PR #492, opened 2016-12-19
Make Curve tests more consistent with recent test pattern

Silverwolf90:
* Moved `createTest` out of object
* Alias `VF.Test.runTests` to `run`


Silverwolf90:
Diffs pass. Merging.

PR #500, opened 2016-12-23
Lint voices_test.js; slight refactor of "Full Voice Mode" test

Silverwolf90:
Basically just linting, and making sure the stave is set early.


Silverwolf90:
voice full_voice_mode_test_blessed
voice full_voice_mode_test_current
voice full_voice_mode_test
--- --- ---
- [WORK TASK]
Return verbatim each line from the one that mentions "Lint voices_test.js; slight" to the end of the entries, inclusive.

- [RESPONSE TO THE EXERCISE]
Lint voices_test.js; slight refactor of "Full Voice Mode" test

Silverwolf90:
Basically just linting, and making sure the stave is set early.


Silverwolf90:
voice full_voice_mode_test_blessed
voice full_voice_mode_test_current
voice full_voice_mode_test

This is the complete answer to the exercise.